I can't see how they'd be hard on them, firmer springs would make the shocks and struts last longer. I would just get the AGX's, they're cheap, like ~$380 shipped and you can adjust them easily.


----------



## OZMAN (Apr 1, 2003)

I have the tokico's on my ride with a set of EIBACH sportlines,and suspension techniques front and rear sway bars,the car handles great and the ride is pretty smooth.


----------



## 2SR20DE (May 17, 2003)

OZMAN said:


> *I have the tokico's on my ride with a set of EIBACH sportlines,and suspension techniques front and rear sway bars,the car handles great and the ride is pretty smooth. *


I would not advise you to get sportline springs! You will be very uncomfortable if that's what your looking for! They lower the car too much and will actually hinder handling. Not enough room for suspension travel. They look cool but not what your looking for.


----------



## mpg9999 (Nov 22, 2002)

toolapcfan said:


> *I can't see how they'd be hard on them, firmer springs would make the shocks and struts last longer. I would just get the AGX's, they're cheap, like ~$380 shipped and you can adjust them easily. *


No they wont, they will wear them out much faster. You could probably get some GC's in relativly soft spring rates and agx's. That would be my advice. Also, if you have soft spring rates (and even if you have stiffer ones), do not lower the car to much or you will bottom out. you can go maybe one inch max.


----------



## koshimaro (Jun 28, 2002)

sorry to jack the thread but i have a relavent question...sort of....will b14 lowering springs fit my b13?? i found someone selling them for 60 bucks CDN thats good right??? let me know 
thanks !!!


----------



## toolapcfan (Jul 10, 2002)

To the best of my knowledge, no, B14 suspension is entirely different than B13, no interchangeability.


----------



## koshimaro (Jun 28, 2002)

AHHHHHH that sucks....well any b14's need lowering springs??


----------



## atomicbomberman (Jul 6, 2002)

this question had been answered numerous times, check out se-r.net for more info. But the idea is that B13 have limited suspension travel, if you lower the car too much you'll have even less suspension travel. Making both the ride harsher and when you hit the bump stop, handling worse


----------



## Gump (Jan 30, 2003)

I would say buy some struts that are designed to have the lower spring, i have 1 1/2" ST springs and i bottom out regulary on large hits, because the stock struts are meant to have such longer travel then that of a lowered spring, I truely regret not installing lowered struts as well.
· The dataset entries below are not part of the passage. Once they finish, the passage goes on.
Issue #353, opened 2016-12-28
toggle on/off multiple devices


tpmodding:
Hey guys, with the new webUI we can now do more things simpler...

can we add something that we can detect different instances by the config names and toggle them on/off or create scenes...
example:
scene 1:
ledLeft TV ledRight
scene 2:
         only TV

brindosch:
> detect different instances

First, you need this. https://github.com/hyperion-project/hyperion.ng/issues/55
> by the config names

The issues is now, you can't search for zeroconf information from your browser. @penfold42 do we need a population list via json rpc for webui to switch between?

redPanther:
Hyperion should search via zeroconf for other instances and populate it via json

redPanther:
@penfold42 can you implement (or give hints) a function that searches for other hyperions via zeroconf. 
Then we can use this to expose infos via json api

penfold42:
I probably won't have time for a while, but here is what influenced the existing advertise stuff:
https://doc.qt.io/archives/qq/qq23-bonjour.html#examplefortuneserverandclient

brindosch:
>time for a while

As time goes by
Looking forward for information sharing :)

Webserver config write is a huge issues for multi instances now. As you need a webserver for each instance and you need to assign them to the right json port!

redPanther:
I integrated bonjour browser and resolver:
https://github.com/redPanther/hyperion.ng/tree/bonjour
I bit difficult is that especially the resolver works async. Our json client is sync. Perhaps we have to make a async json call like:
1. webui query bonjour
2. webui gets "ok" for valid request
3. later on webui gets incomming json call for the requested list of hyperion services.

This methode is similar to our live streams for led/video preview

brindosch:
Closed
As of: https://github.com/hyperion-project/hyperion.ng/pull/578

PR #419, opened 2017-03-20
populate zeroconf/avahi/bonjour records via json api

redPanther:
search for other hyperion web ui's and populate addresses via json api (serverinfo).
Currently only webui is searched. Finding other json server is on the way.

additional:
- make leddevice as component - this can be en/disabled by json api/webui

... interesting part of serverinfo:
```
    "hyperion": {
        "config_modified": false,
        "config_writeable": true,
        "sessions": [
            {
                "domain": "local.",
                "host": "dory",
                "name": "Hyperion WebConfig@dory",
                "port": 8099,
                "type": "_hyperiond-http._tcp."
            }
        ]
    },

```

no

#353


brindosch:
Cool!
Could we work if ip's instead? At least i don't know how to blacklist the current connected session?
Not sure if we should rely on external dns lookup.

brindosch:
Uh, i waited for the compilation, but yes. I think you hacked it :)
{"active":true,"component":"Solid color","componentId":9,"origin":"System","owner":"Off","priority":255,"value":{"HEX":["0x000000"],"HSL":[0,0,0],"RGB":[0,0,0]},"visible":false}

I liked the id 0 for off. While it is actually rather unknown than assigned you could document: 0 = off. The componentId is the ONLY value which is consistent for filtering.
Well, i created another workaround for the missing origin of owner off. https://github.com/brindosch/hyperion.ngBeta/commit/8b8c499973d0cc62d43174a8533e04a627eb3405
+ removed component (duplicate and id is more effective), duration displayed just for color and effects.

redPanther:
We have to talk about what off means. Off could be:
- disable leddevice (perhaps adding leddevice to components
- disable leds and forwarder

Currently we send black to leds and forwarder. This have several disadvantages:
- changes the prio stack and we cant switch back to prior state when switch back to 'on'
- sends black to forwarder, every receiving hyperion session can't detect if sender is off or sends black color.

I think we should make the component thingy and off means disable leds and forwarder. When switch on again, set forwarder to prior state.

The current prio 255 is the background of prio stack and shouldn't be shown in json api prio list.
In webui we can make a on/off button. I suggest to rename the 'mapping mode box' to operation mode and place on/off there.

redPanther:
I like the hostnames instead of IP. hyperion can handle ip v6 and those addresses are mostly no fun. Other thing is, that behind one hostname can be multiple addresses ...
I splitted domain and hostname, so you can compare if you are on current session. You have to compare  session host+port and sysinfo host+current json port.

brindosch:
Hm, makes sense!
Now you could control it very individual.
Will check.

redPanther:
Whats missing is a "on/off" json command, but not in is pr .. will do it later ...

brindosch:
Works perfect, so fee free to remove https://github.com/hyperion-project/hyperion.ng/blob/master/libsrc/hyperion/Hyperion.cpp#L400

Another topic - the more i think about the compId the worse it is. If you remove now KodiCheck, the ids are broken upwards. Maybe it's better to refer always to componentToIdString and remove the Integer Ids from output (all!)

redPanther:
yes this point I forgott to mention - never use enums as number. in c++ use names and in js code use the strings. I will add it asap

brindosch:
And remove the -1 :)
https://github.com/hyperion-project/hyperion.ng/blob/master/src/hyperiond/hyperiond.cpp#L213

This might help to 'fix' clearall too?

brindosch:
Shall i do the cleanup?

redPanther:
you can implement webui stuff for "sessions". I will refactor on/off via json and do some cleanup in that process.

redPanther:
... keep in mind to use the "type" field. I will add other zeroconf stuff theire ... e.g. json stuff.

brindosch:
Proposal: Remove sessions that are gone. As they currently hang around there until you restart.

brindosch:
Hm, @redPanther
i think the idea with hostname is good. But you can never ensure that the router resolves it properly. I have a lot of hostnames in my network, but only one of them is properly resolved.
So i would recommend to switch back to ipv4, because it's simple and solid.

redPanther:
Problem is the zeroconf gives me the hostname and I have to ask dns for corresponding ip. When you look into the bonjour resolver I got a qhostinfo object. Sadly the address field is not filled.
Other thing is that the list cleanup is already implemented. I'll look into ....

I do not mean that the strut will lower you, it is the actual strut housing that is lower.


----------



## fugiot (Jun 27, 2003)

ok, what are ST springs?


----------



## bullfrg (Oct 26, 2002)

That would be suspension technique. I would advise going to SR20DE forum and look around for a set of Hypercoil springs. They are a custom b13 lowering spring that would meet your needs.


----------



## B13speed (Mar 26, 2003)

If you have the money I would suggest shortend struts

The shortened struts will give you better ride quality and more suspension travel than any other strut on the market for a B13. Mind you they are very *expensive*(about $400 for the front), unless you get someone to build them for you. Shortened struts paired with a good set of springs will give you great handeling and a great ride.

Try motivational enginering for the shortened struts.


----------



## motivational1 (Jul 15, 2002)

We used Eibach Sportline springs, Koni bump stops and our shortened struts on Project classic ser. The car rides great. The secret is the shortened struts!


----------



## holy200sx (Jan 8, 2003)

if only nissanforums coudl get a discount.. id buy those.


----------



## nacho_nissan (Jun 12, 2003)

what do ya think bout the DropZone N1 suspension system for the b13?


----------



## B13speed (Mar 26, 2003)

motivational1 said:


> *We used Eibach Sportline springs, Koni bump stops and our shortened struts on Project classic ser. The car rides great. The secret is the shortened struts! *


I told you. Shortened struts are the key to good ride quality on a b13.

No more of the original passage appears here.